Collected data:
PR #8686, opened 2026-03-30
LibWeb: Basic CSS `position-anchor` support

gmta:
+549 subtest passes in WPT's `css/css-anchor-positioning` category.

Fixes the hand/gun positioning on https://cssdoom.wtf/.

| Before | After |
|--|--|
| Screenshot 2026-03-30 at 17 47 08 | Screenshot 2026-03-30 at 17 46 50 |


gmta:
Making this a draft to fix an issue: maintaining anchor name to tree order element ordering with style updates.

Libraries/LibWeb/Layout/FormattingContext.cpp
```diff
@@ -1367,23 +1373,221 @@ AbsposContainingBlockInfo FormattingContext::resolve_abspos_containing_block_inf
...
+    // block corresponding to the property the function appears in with the specified edge of the target anchor
+    // element's anchor box.
+    auto containing_block_direction = containing_block->computed_values().direction();
+    auto box_direction = box.computed_values().direction();
+    auto resolve_anchor_side = [&](CSS::AnchorStyleValue const& anchor, bool is_from_end, bool is_horizontal_axis)
+        -> Optional<CSSPixels> {
+        if (!anchor_rect_in_containing_block.has_value())
+            return {};
+        auto const& rect = anchor_rect_in_containing_block.value();
+        auto const& side = *anchor.anchor_side();
```
tcl3, line 1456: The case where `anchor()` has an `<anchor-name>` is not handled here. Currently we always select the default anchor element for the given box.

Libraries/LibWeb/Layout/FormattingContext.cpp
```diff
@@ -1367,23 +1373,221 @@ AbsposContainingBlockInfo FormattingContext::resolve_abspos_containing_block_inf
...
+            return existing;
+
+        auto const& anchor = value.as_anchor();
+        auto maybe_side_px = resolve_anchor_side(anchor, is_from_end, is_horizontal_axis);
+
+        // If any of these conditions are false, the anchor() function computes to its specified fallback value. If no
+        // fallback value is specified, it makes the declaration referencing it invalid at computed-value time.
+        if (!maybe_side_px.has_value()) {
+            if (anchor.fallback_value())
+                return CSS::LengthPercentageOrAuto::from_style_value(*anchor.fallback_value());
```
tcl3: I can induce a crash here by using an `anchor()` function as the fallback value.

For example:
```html
<!DOCTYPE html>
<style>
    div {
        position: absolute;
        position-anchor: --nonexistent;
        width: 50px;
        height: 50px;
        left: anchor(center, anchor(--other center));
    }
</style>
<div></div>
```

Currently, `parse_anchor()` handles `anchor()` fallback values itself, but I think we should allow `anchor()` values anywhere a `<length-percentage>` is allowed. 

I'm happy to look at this in a separate PR, since it seems to be an issue with parsing rather than resolution, but I thought it worth mentioning, since the crash doesn't happen before this change.

Libraries/LibWeb/DOM/Document.cpp
```diff
@@ -6147,6 +6148,36 @@ void Document::element_with_name_was_removed(Badge<DOM::Element>, GC::Ref<DOM::E
...
+{
+    // Only remove if this element is still the registered one; a later element in tree order may have replaced it.
+    auto it = m_anchor_name_to_element.find(name);
+    if (it != m_anchor_name_to_element.end() && it->value == element)
+        m_anchor_name_to_element.remove(it);
+}
+
+GC::Ptr<Element> Document::element_by_anchor_name(FlyString const& name) const
+{
+    auto result = m_anchor_name_to_element.get(name);
```
tcl3: According to the spec at https://drafts.csswg.org/css-anchor-position-1/#typedef-anchor-name, anchor names are tree scoped. Currently this registry doesn't respect shadow tree boundaries.

Probably worth a FIXME at this stage.

Libraries/LibWeb/Layout/FormattingContext.cpp
```diff
@@ -1367,23 +1373,221 @@ AbsposContainingBlockInfo FormattingContext::resolve_abspos_containing_block_inf
...
+    auto containing_block_direction = containing_block->computed_values().direction();
+    auto box_direction = box.computed_values().direction();
+    auto resolve_anchor_side = [&](CSS::AnchorStyleValue const& anchor, bool is_from_end, bool is_horizontal_axis)
+        -> Optional<CSSPixels> {
+        if (!anchor_rect_in_containing_block.has_value())
+            return {};
+        auto const& rect = anchor_rect_in_containing_block.value();
+        auto const& side = *anchor.anchor_side();
+        if (side.is_keyword()) {
+            switch (side.to_keyword()) {
```
tcl3, line 1458: We're not validating that top/bottom and left/right are being applied to a valid axis. `is_horizontal_axis()` could be used for validation the same as it is elsewhere in this case statement.

robryanx:
Lol, was looking at the exact same thing yesterday for the same doom related reason: https://github.com/LadybirdBrowser/ladybird/compare/master...robryanx:ladybird:position-anchor

Libraries/LibWeb/DOM/Document.cpp
gmta: Ah missed that entirely. I now store an AnchorNameMap with both Documents and ShadowRoots and traverse those up from the querying node. Using the stylesheet origin is left as a FIXME.

ShaneenHall26:
> Lol, was looking at the exact same thing yesterday for the same doom related reason: [master...robryanx:ladybird:position-anchor](https://github.com/LadybirdBrowser/ladybird/compare/master...robryanx:ladybird:position-anchor)

Libraries/LibWeb/Layout/FormattingContext.cpp
gmta: Added a separate lambda to resolve the anchor rect that _does_ take both the anchor name and default anchor name into account.

Libraries/LibWeb/Layout/FormattingContext.cpp
gmta: Good find - updated those four cases.

Libraries/LibWeb/Layout/FormattingContext.cpp
gmta: > but I think we should allow anchor() values anywhere a <length-percentage> is allowed.

When I originally wrote the anchor parsing code I also considered this, but the fact is that it can only appear in anchor contexts. I can't think of any case that would not be correctly handled by the current parsing code. But I'd love to be wrong :)

I've added a fallback value implementation though, so your crash test case no longer crashes.

Libraries/LibWeb/CSS/Parser/ValueParsing.cpp
```diff
@@ -827,12 +827,10 @@ RefPtr<StyleValue const> Parser::parse_anchor(TokenStream<ComponentValue>& token
         argument_tokens.discard_a_token();
         argument_tokens.discard_whitespace();
         fallback_value = parse_length_percentage_value(argument_tokens);
-        if (!fallback_value) {
+        if (!fallback_value)
             fallback_value = parse_anchor(argument_tokens);
-            if (!fallback_value)
-                return {};
-            argument_tokens.discard_a_token();
```
AtkinsSJ, line 834: For reference, this is why I like always putting a comment after `discard_a_token()` saying what's being discarded, even though it's a bit redundant a lot of the time. Makes these mistakes a bit more obvious.

I think we want to `argument_tokens.discard_whitespace()` here though?

Libraries/LibWeb/Layout/FormattingContext.cpp
```diff
@@ -1367,23 +1373,233 @@ AbsposContainingBlockInfo FormattingContext::resolve_abspos_containing_block_inf
...
+                VERIFY_NOT_REACHED();
+            }
+        }
+        if (side.is_percentage()) {
+            // <percentage>
+            //     Refers to a position a corresponding percentage between the start and end sides, with 0% being
+            //     equivalent to start and 100% being equivalent to end.
+            auto percentage = side.as_percentage().percentage().as_fraction();
+            if (is_horizontal_axis)
+                return rect.left() + CSSPixels::nearest_value_for(rect.width().to_double() * percentage);
```
AtkinsSJ: The start side isn't necessarily the left here. I think you need to work backwards from the right in RTL.

Libraries/LibWeb/CSS/Parser/ValueParsing.cpp
gmta: We do want that yeah, added!

Libraries/LibWeb/Layout/FormattingContext.cpp
gmta: Added RTL support

gmta:
@robryanx I've looked at the changes you made and cherry picked some of it to this PR, thanks! I've mentioned you as the co-author for those commits.

Libraries/LibWeb/DOM/Document.cpp
```diff
@@ -6165,6 +6166,24 @@ void Document::element_with_name_was_removed(Badge<DOM::Element>, GC::Ref<DOM::E
...
 }
 
+GC::Ptr<Element> Document::element_by_anchor_name(FlyString const& name, Node const& querying_node) const
+{
+    // https://drafts.csswg.org/css-shadow-1/#tree-scoped-name
+    // If a tree-scoped name is global (such as @font-face names), then when a tree-scoped reference is dereferenced to
+    // find it, first search only the tree-scoped names associated with the same root as the tree-scoped reference. If
+    // no relevant tree-scoped name is found, and the root is a shadow root, then repeat this search in the root's
+    // host's node tree (recursively).
+    for (auto const* root = &querying_node.root(); root; root = root->parent()) {
```
AtkinsSJ: I think `root->parent()` here returns the root's parent element, not the root's host's root like you want? It'll end up examining more elements unnecessarily unless I'm misunderstanding things.

gmta: Good find. Could not add a regression test for it unfortunately because we don't correctly scope the anchor names to the stylesheet tree yet.

AtkinsSJ (approved):
:+1: Looks good to me, let's go!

■ **What the exercise asks**
Please give the number of lines in the data above that contain the word "compare", with nothing else.

■ **Result of the task**
2